I hear Trump's words and his "Big City boss" approach to governing doesn't
appeal to me, and I don't believe is going to be productive. I take it you
think he will tack to the populist center, but I have no clue what he'd do on
a whole range of issues based just on what he has said. It's like "Hope
America Change Again" should be his slogan.

He's boorish when it comes to women and sexuality. His foreign policy
statements continue to be a hot mess; he's either feigning ignorance or is
actually ignorant on world issues when he shoots from the hip. Demonizing
Mexico/Mexicans and China for show, stoking up hate for votes. The "Rafael
Cruz may have been part of the JFK assassination" antics was a completely
crazy stunt and unnecessary given where the campaigns stood in Indiana.
Alluding to his adequate dick size in a presidential debate. And on and on,
Trump isn't funny or refreshing to me ...

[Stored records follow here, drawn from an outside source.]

PR #2136, opened 2023-07-25
Fix expression pattern compilation on android

iProdigy:
The ICU regex engine used by Android requires `}` in `EXPRESSION_PATTERN` to be escaped.

Fixes `java.lang.NoClassDefFoundError: feign.template.Expressions` on Android (reported by @Awakened-Redstone)


velo (commented):
Can we get a unit test around this? Just to prevent breaking again in the future

Issue #1721, opened 2022-08-09
The "Accept-Encoding" header is added twice when the " compression" option is enabled


pastrehe:
feign-bom.version 11.9.1
spring-boot 2.7.2

When `feign.compression.response.enabled` is set to `true` in configuration, feign adds "Accept-Encoding" header(s) when sending request. Currently, two header fields are added (`Accept-Encoding: gzip` and `Accept-Encoding: deflate`).
According to rfc7230 section 3.2.2
<cite>_A sender MUST NOT generate multiple header fields with the same field
   name in a message unless either the entire field value for that
   header field is defined as a comma-separated list [i.e., #(values)]
   or the header field is a well-known exception_</cite>
Expected behaivour is to have one header field with the name "Accept-Encoding" and value "gzip, deflate".
ATM, having 2 "Accept-Encoding" headers causing remote side to "flatten" them and pick only one value randomly ("gzip" or "deflate")

radio-rogal:
As far as I undertand you use **httpclient**. Could you confirm, please?

I had made a test project with Spring 2.7.2 and Spring Cloud's OpenFeing and met the same issue:
```
DEBUG i.g.r.t.Monobank - [Monobank#getRates] ---> GET https://api.monobank.ua/bank/currency HTTP/1.1
DEBUG i.g.r.t.Monobank - [Monobank#getRates] Accept-Encoding: gzip
DEBUG i.g.r.t.Monobank - [Monobank#getRates] Accept-Encoding: deflate
DEBUG i.g.r.t.Monobank - [Monobank#getRates] Content-Type: application/json
DEBUG i.g.r.t.Monobank - [Monobank#getRates] ---> END HTTP (0-byte body)
```

I suppose that it is Apache HTTP Client's issue and does not relates with Spring or Feing.

radio-rogal:
This loop adds another header for each its value https://github.com/OpenFeign/feign/blob/307a322c96e28339d90fef31e962f107588e6e2b/core/src/main/java/feign/Request.java#L247

muzinian:
Hi,this fix may cause add `Content-Length` twice if `Content-Encoding` not be set.
https://github.com/OpenFeign/feign/blob/7336c3e548612f90f7c3d05e84f3c8793dcef2a4/core/src/main/java/feign/Client.java#L184-L196

izdt:
> Hi,this fix may cause add `Content-Length` twice if `Content-Encoding` not be set.
> 
[...]

PR #2139, opened 2023-07-26
Fix issuse #1721 Accept-Encoding header is added twice

izdt:
Fix issuse #1721 "Accept-Encoding" header is added twice When feign.compression.response.enabled is set to true in configuration, feign adds "Accept-Encoding" header(s) when sending request. Currently, two header fields are added (Accept-Encoding: gzip and Accept-Encoding: deflate).
After fix, "Accept-Encoding" value is "gzip, deflate".

### DIFF
--- a/core/src/main/java/feign/Client.java
+++ b/core/src/main/java/feign/Client.java
@@ -14,6 +14,7 @@
 package feign;
 
 import static feign.Util.CONTENT_ENCODING;
+import static feign.Util.ACCEPT_ENCODING;
 import static feign.Util.CONTENT_LENGTH;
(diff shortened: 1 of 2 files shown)


velo:
Is it valid to have duplicated headers?!

The server would need to combine it anyway right, maybe we should combine them all

izdt:
> Is it valid to have duplicated headers?!
> 
> The server would need to combine it anyway right, maybe we should combine them all


Proxy may ignore one of the duplicated headers, then it is not valid.  According to rfc7230 section 3.2.2, mentioned at #2139,  combine them to one is better.

PR #2183, opened 2023-09-26
Optimize moshi decoding

iProdigy:
Follow-up to #2182

* Decode JSON more efficiently by leveraging InputStream rather than Reader so the full response body does not need to be written to an intermediate String
* Eagerly return null if the response body is empty (but not-null)

### Summary by CodeRabbit

- Refactor: Simplified and optimized the `MoshiDecoder` in the Moshi library. The changes include removing unused imports, replacing the `Reader` with `BufferedSource` from Okio for improved performance, and directly parsing JSON using `jsonAdapter.fromJson()`. This refactor enhances the efficiency of the decoding process and simplifies the underlying code structure.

Domestic policy-wise, yes, there might be some bright spots (like his tax
plan). Anywhere he is cagey or ambiguous on his policy statements or has done
an about-face, he is a complete enigma (was for late-term abortion and now is
for punishing mothers for getting abortions should abortion become illegal.)

BTW, I don't blame you for projecting, a lot of people love the guy and want
to see him succeed!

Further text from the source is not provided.